> HOW TO COMPLETE THIS TASK: The records are to be restated in their entirety, word for word.

> EXERCISE MATERIALS:
PR #9194, opened 2023-08-04
prov/shm: Move selection logic to smr_select_proto()

a-szegel:
The same protocol selection logic was copy/pasted into both smr_generic_rma() and smr_generic_send(). Remove copy/pasted logic and put it in the common function where it belongs.

### DIFF
--- a/prov/shm/src/smr.h
+++ b/prov/shm/src/smr.h
@@ -275,9 +275,8 @@ size_t smr_copy_from_sar(struct smr_freestack *sar_pool, struct smr_resp *resp,
 			 struct smr_cmd *cmd, struct ofi_mr **mr,
 			 const struct iovec *iov, size_t count,
 			 size_t *bytes_done, int *next);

> WORKED SOLUTION:
PR #9194, opened 2023-08-04
prov/shm: Move selection logic to smr_select_proto()

a-szegel:
The same protocol selection logic was copy/pasted into both smr_generic_rma() and smr_generic_send(). Remove copy/pasted logic and put it in the common function where it belongs.

### DIFF
--- a/prov/shm/src/smr.h
+++ b/prov/shm/src/smr.h
@@ -275,9 +275,8 @@ size_t smr_copy_from_sar(struct smr_freestack *sar_pool, struct smr_resp *resp,
 			 struct smr_cmd *cmd, struct ofi_mr **mr,
 			 const struct iovec *iov, size_t count,
 			 size_t *bytes_done, int *next);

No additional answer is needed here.